The Arches cluster revisited: IV. Observational constraints on the binary properties of very massive stars

TL;DR

This study investigates the binary properties of very massive stars in the Arches cluster, revealing a high binary fraction and providing insights into their formation, evolution, and dynamical interactions.

Contribution

It offers the first observational constraints on the binary fraction and properties of very massive stars in the Arches cluster, combining spectroscopy, radio, and X-ray data.

Findings

Binary fraction is at least 43%, exceeding 50% for certain star types.

Primaries are uniformly very massive (>50 solar masses).

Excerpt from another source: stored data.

PR #487, opened 2016-10-26
Bugs/date on file upload #132619695

chrisdolendo:
can't replicate consistently locally.. did some stuff where it didn't happen again. testing on review app


kaptron:
👍  nice catch on removing the unused code from ShortFormApplicationService (which got moved to FileUploadService), I removed some more unnecessary references to `Upload`.

PR #493, opened 2016-10-27
[#132685371] - refactored alertBox to not use angular mm.foundation d…

kaptron:
…irective and directly include the close button; set up the button with aria-label and respond to keyboard input


chrisdolendo:
:+1:

PR #496, opened 2016-10-28
[#130337033] - updated d2_live_work instruction text

kaptron:
also updated the corresponding string in POEditor so that it will match up when we merge.


chrisdolendo:
:+1:

PR #853, opened 2017-08-23
Features/qa/Timeout browser alert #149616677

callaghanc:


kaptron:
@callaghanc 👍  looks good, see my last commit 8ff2dbc I just refactored the service slightly, once `ModalService.alert` started getting some extra params I turned it into an `opts` object so that it's more clear e.g. `ModalService.alert('hi', {nativeAlert: true})` instead of `ModalService.alert('hi', null, true)`

kaptron:
closing to reopen without `qa`

PR #854, opened 2017-08-24
[#149973165] - Update lottery pdf url logic

chrisdolendo:
Nothing was working during the implementation, but then upon investigation, I noticed that the lottery modal footer was still referencing `lotteryBuckets` when the Service was using `lotteryBucketInfo` 😮  Anyway, fixed that naming and then the implementation worked as expected. Also, searched the codebase for any other `lotteryBuckets` reference in case any was left out. This should be the last of it.


kaptron:
@chrisdolendo oh interesting! must have been some additional changes from the new lotteryBuckets setup w/ multifamily that we didn't catch? If that's the case, I would recommend that we move this into the multifamily release, if the feature was actually broken.

kaptron:
👍  😊

PR #861, opened 2017-08-29
Features/mobile short form nav bar #121621661

chrisdolendo:


chrisdolendo:
Updated to refactor. 

Maybe someone can chime in but focusing on `short-form-wrapper` was the closest thing to focusing straight to the application, and it looks like the image below:

screen shot 2017-08-29 at 12 03 40 pm

Note that `short-form-wrapper` is the container _below_ the app-header/nav, yet it shows the nav part of the header, but doesn't include the blue header naming the building. When I try to make it focus on anything above the form, it shows website header. I kept it as you see here but I welcome any other suggestions if it's necessary to show the app building title.

kaptron:
@chrisdolendo for what it's worth, on my iPhone (6S) Safari and Chrome, it does scroll directly below the short form nav (i.e. "First, what's your name?") appears exactly at the top, and it looks good to me.

creativecoder:
@chrisdolendo I just tried this on an Android device in browser stack and I think it scrolls a bit too far. The mockup has the Listing Name at the top of the screen, but I see the form header. 
what i expect to see
what i actually see

kaptron:
@creativecoder thanks for catching that, I hadn't noticed the mockup in the story comments but that makes sense as a better place to scroll to. I've updated this, and it's working well for me on responsive chrome, iOS and android (browserstack). 

Also chatted quickly with Jesse... this is one of those "designed mobile-first" features that I actually like the behavior on desktop as well (I sometimes find myself scrolling down when paging through the form, even on desktop). We agreed that it's a nice global feature and doesn't need to be limited based on 768px width, so I've updated that as well.

chrisdolendo:
@kaptron thanks for the update!

chrisdolendo:
Finally get to merge a PR! lol

chrisdolendo:
oh whoops, my bad.

PR #866, opened 2017-08-31
Bugs/full/toggle more fix #150566235

kaptron:


chrisdolendo:
@kaptron - ah yes. I was thinking about the significance of that function, cool!

PR #868, opened 2017-09-05
Features/qa/upload custom preference #147142889

chrisdolendo:
WIP


kaptron:
@chrisdolendo I'm wondering why you had to pull the back page logic out of `ShortFormNavigationService`, since now that logic is a little disjointed (sometimes it comes from nav service, and sometimes from the multiple back buttons with ng-ifs). Perhaps I can take a look at how that same logic could be refactored so it's all in the same place again

chrisdolendo:
@kaptron, I had started down that path, but it's because the Nav service function (`Service.backPageState`)  that determines the back page returns a `string` for the ui-sref. And the `custom-proof-preferences` back logic are dynamic based on the `prefIdx` param, and a lot of other things. It wasn't as simple as returning a string. Maybe there is a way we can extend the `Service.backPageState` function to accommodate the logic I placed in the `ShortFormAppController`. Let's dig in when we pair!

chrisdolendo:
closing and re-opening on `full`

PR #869, opened 2017-09-06
Chores/redirect translations from previous route #150851553

creativecoder:


creativecoder:
@kaptron could use your help setting this up to work correctly with Cloudfront

creativecoder:
@kaptron This was triggerin 500 errors for any missing/malformed translation files (like `/translations/locale-zz.json` so I modified to account for that. Also seemed redundant to check dev environment in application controller and application helper, so refactored that slightly.

Please review and let me know if you see anything else that should be improved or added before merging. Thanks!

kaptron:
@creativecoder ah good call -- just tested it out (dev + on heroku), and it all looks good to me! 👍

PR #883, opened 2017-09-13
Features/full/prod disable features temp #150937154

chrisdolendo:
opening this version as well - branched from prod, PR-ed to prod

### DIFF
--- a/app/assets/javascripts/account/templates/sign-in.html.slim
+++ b/app/assets/javascripts/account/templates/sign-in.html.slim
@@ -1,31 +1,32 @@
 .dash-container.tall
   section.row.collapse
     .medium-6.medium-centered.columns.fixed-width
-      back-to-application-link
+      / back-to-application-link
 
-      form#form-wrapper.dash-card novalidate="" name="form.signIn" ng-submit="signIn()"
-        header.dash-header
-          span.header-badge
-            span.ui-icon.ui-static.ui-medium.i-color
-              svg
-                use xlink:href="#i-profile"
-          h1.dash-title.no-margin Sign In
+      p We are in process of adding new features to the site. Sign in is not available right now. Please try back later.
+      / form#form-wrapper.dash-card novalidate="" name="form.signIn" ng-submit="signIn()"
+      /   header.dash-header
+      /     span.header-badge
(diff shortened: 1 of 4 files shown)


chrisdolendo:
I notice that this breaks a bunch of E2E tests as a result. My commits are most patterns, should I just  comment the breaking tests or let them fail? :thinking:

kaptron:
@chrisdolendo no need to change the tests around, you can let them fail 😈  
I think they're actually only failing because `production` and Salesforce Full don't play together nicely, Full is setup for multifamily, but `production` is not yet. So nothing to do w/ your code.

plus since this is going to get reverted anyway, no need to worry about it. 

lastly I believe your Q about the background, this is the same thing that gets fixed in #857. We didn't schedule that in the release -- but not a big deal, just a minor visual thing.

kaptron:
👍  looks good to me. 

also it was nice of you to leave all the notes of where to revert stuff, but we can literally just `git revert` this whole change, so no biggie either way. 😸

chrisdolendo:
true!

creativecoder:
👍

Just a reminder: you don't need to specify `/full/` anymore. Everything defaults testing on full unless there is `/qa/` in the branch name, then it will test on QA.

Let's think about what (if any) part of this functionality should live behind a feature flag in the future. I can imagine us wanting to do a similar thing again the next time we freeze caching for a joint Salesforce/web app deploy. (I'll make a pivotal story.)

kaptron:
good point re: feature flags. This use case was pretty specific though, in that pref refactor specifically had breaking changes e.g. with viewing your past applications and past lottery results, so I'd be wary of leaving too much of this in there with conditionals (i.e. _over_-configuring things). 

That being said, the nicely disabled sign in page seems like a good potential one to feature flag.

chrisdolendo:
:+1: thanks for the reviews!

Msol just accepted this so it's ready to go whenever.

kaptron:
@chrisdolendo you can go ahead and merge this! that will auto-deploy it to `dahlia-pre-prod` and then later after 5pm we will push it live.

kaptron:
@chrisdolendo it was getting to be time, so I merged it.... can't say I didn't give you the chance to press the button :grin:

bitmoji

Detected binaries include short-period, eccentric systems likely pre-interaction.

Abstract

Serving as the progenitors of electromagnetic and gravitational wave transients, massive stars have received renewed interest in recent years. However, many aspects of their birth and evolution remain opaque, particularly in the context of binary interactions. The centre of our galaxy hosts a rich cohort of very massive stars, which appear to play a prominent role in the ecology of the region. In this paper we investigate the binary properties of the Arches cluster, which is thought to host a large number of very massive stars. A combination of multi-epoch near-IR spectroscopy and photometry was utilised to identify binaries. 13 from 36 cluster members meet our criteria to be classed as RV variable. Combining the spectroscopic data with archival radio and X-ray observations - to detect colliding wind systems - provides a lower limit to the binary fraction of ~43%; increasing to >50% for the O-type hypergiants and WNLha. Dynamical and evolutionary masses reveal the primaries to be uniformly massive (>50M$_{\odot}$). Where available, orbital analysis reveals a number of short period, highly eccentric binaries, which appear to be pre-interaction systems. Such systems are X-ray luminous, with 80% above an empirical bound of $(L_{\rm x}/L_{\rm bol})\sim10^{-7}$ and their orbital configurations suggest formation and evolution via a single star channel; however, we cannot exclude a binary formation channel for a subset. Qualitative comparison to surveys of lower mass OB-type stars confirms that the trend to an extreme binary fraction (>60%) extends to the most massive stars currently forming in the local Universe.